Suddenly the incident-room door was kicked open. Chief Inspector Brennan was standing there larger than life. Eyes wide, fag end drooping from his mouth. I immediately hid the envelope under a sheet of A4.

“Oi, Sergeant Duffy!” Brennan bellowed.

“Yes, sir?”

“Remember in the dim distant past of yesterday you gave me this big fucking speech about how there wouldn’t be any more queer murders? About how the queer angle was only misdirection? A false trail?”

“Yes.”

“Well, wise guy, they just found another dead poofter. You’re fucking brilliant, aren’t ya?”

“Where?”

“Loughshore Park, near Jordanstown. In the bogs. Somebody just called it in.”

Loughshore Park.

The toilets.

“Is there a description of the victim?” I asked.
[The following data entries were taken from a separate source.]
Issue #1296, opened 2025-04-28
Add a supported EPR version to package schema and have the package-registry check this value before trying to load an integration


axrayn:
We ran into an issue recently where we updated all the packages (including the prerelease ones) onto our air-gapped EPR server, but made the mistake of not updating the version of the EPR server container itself.

This caused the container to crash because of the new 'siem' category that was introduced in a later version of the EPR server.

This was the log entry that we caught:
```json
{
    "log.level":"fatal",
    "@timestamp":"2025-04-27T22:54:15.870Z",
    "log.origin": {
        "function":"main.ensurePackagesAvailable",
        "file.name":"package-registry/main.go",
        "file.line":332
    },
    "message":"Init failed",
    "error": {
        "message":"reading packages from filesystem failed: loading package failed (path: /packages/package-registry/google_secops/0.2.0): invalid category: siem accessing config"
    },
    "ecs.version":"1.6.0"
}
```

As a simple solution, could we get this made into an ERROR-level log entry and skip indexing the errant package instead of a fatal error that stops the whole server loading?

As a more advanced solution, could we add an 'epr' section in the package manifest conditions section and then have the EPR check against this and either index or not index the package based on that check passing?
e.g.
```yaml
conditions:
  kibana:
    version: "^8.13.0 || ^9.0.0"
  elastic:
    subscription: basic
  epr:
    version: "^1.27.0"
```
If a package fails this check it could then be logged as a WARN/ERROR that it wasn't loaded because it required a newer version of EPR.

jsoriano:
Hey @axrayn, thanks for reporting. This failure should not be fatal, we will prepare a fix. In principle the registry should be quite tolerant to package formats.

axrayn:
Thanks for the quick fix!

PR #1297, opened 2025-04-28
Ignore unknown categories instead of producing fatal errors

jsoriano:
Fix https://github.com/elastic/package-registry/issues/1296

Unknown categories produce fatal errors now. This can be a problem when using new packages in old versions of the registry.

In general the Package Registry is quite tolerant to different package formats, so probably an unknown category should not prevent the registry from starting. Still, these categories should probably not being exposed in the registry APIs.

This change ignores unknown categories, and avoid producing fatal errors on these cases. Unknown categories are logged at the warning level.


packages/package.go
```diff
@@ -592,11 +598,17 @@ func (p *Package) Validate() error {
 		return fmt.Errorf("no description set")
 	}
 
-	for _, c := range p.Categories {
+	j := 0
+	for i, c := range p.Categories {
 		if _, ok := Categories[c]; !ok {
-			return fmt.Errorf("invalid category: %s", c)
+			p.logger.Warn("package uses an unknown category, will be ignored",
+				zap.String("category", c))
```
mrodm, line 605: Testing this branch locally, in this log message package name and package version are not shown:
```json
{"log.level":"warn","@timestamp":"2025-04-29T12:07:58.785+0200","log.origin":{"function":"github.com/elastic/package-registry/packages.(*Package).Validate","file.name":"packages/package.go","file.line":604},"message":"package uses an unknown category, will be ignored","category":"unknown","ecs.version":"1.6.0"}
```

I've tested this by running these commands:
```shell
mage build
./package-registry
```

As in [line 242](https://github.com/elastic/package-registry/pull/1297/files#diff-793186ea40ef241016210b03078529829f86c5f00367642830663928d7445126R242) a child logger is created including both fields, I don't know why those fields (package name and version) are not shown here.

As this `Validate` function is used via `Unpack`, could it be that the logger is not available there?

Should it be added the package name and version directly as attributes here ? 

```suggestion
			p.logger.Warn("package uses an unknown category, will be ignored",
				zap.String("package", p.Name),
				zap.String("version", p.Version),
				zap.String("category", c))
```

This would result in this log message (following the same commands as above):
```json
{"log.level":"warn","@timestamp":"2025-04-29T12:27:35.398+0200","log.origin":{"function":"github.com/elastic/package-registry/packages.(*Package).Validate","file.name":"packages/package.go","file.line":604},"message":"package uses an unknown category, will be ignored","package":"nodirentries","version":"1.0.0","category":"unknown","ecs.version":"1.6.0"}
```

packages/package_test.go
```diff
@@ -11,108 +11,112 @@ import (
...
+					},
+					Categories: []string{"custom", "foo"},
+					Version:    "1.2.3",
 				},
-				Categories: []string{"custom", "foo"},
+				FormatVersion: "1.0.0",
+				logger:        zap.Must(zap.NewDevelopment()),
 			},
+			true,
+			"unknown category ",
```
mrodm, line 68: Nit.
```suggestion
			"unknown category",
```

packages/package.go
jsoriano: Oh, I moved the tags from here to the constructor at some point, but yes, you are right, this is called during unpacking, so the settings are not there yet.
Adding the tags in both places now.

mrodm (approved):

PR #1319, opened 2025-06-23
Replace stdlib encoding/json by goccy/go-json

mrodm:
Replace "encoding/json" from stdlib with a fast JSON library "github.com/goccy/go-json".


jsoriano:
As discussed offline we could use this library in the less memory sensitive parts, but maybe it is safer to continue using the standard library.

“Young white male, twenty, Elvis quiff, black hair, what’s it to you?”

I grabbed my leather jacket and my revolver. I pushed past Brennan. He grabbed at me.

“Where the fuck are you going, mate?”

“Loughshore Park.”

“This isn’t your case any more, arsehole!”

I ran down into the car park and reversed the Beemer out of its spot.

I hit 80 on the Shore Road.

I made it to Jordanstown.

Todd was there with his team. Ten officers in all. White boiler suits, photographers, the whole thing. I was impressed.

I showed my warrant card, kept out of Todd’s sightline and went down into the bog.

Of course it was him.

He was lying there in the foetal position with his hands ducttaped behind his back.

Billy and Shane had silenced him.

They’d tortured him first to get any information out of him. He’d been stripped and beaten black and blue. This also was a lesson for Shane. A lesson in the way the world worked.

I walked closer to the body.

His face was bloody but there was no blood pool around the corpse. He hadn’t been shot.

“How did he die?” I asked one of the forensic officers.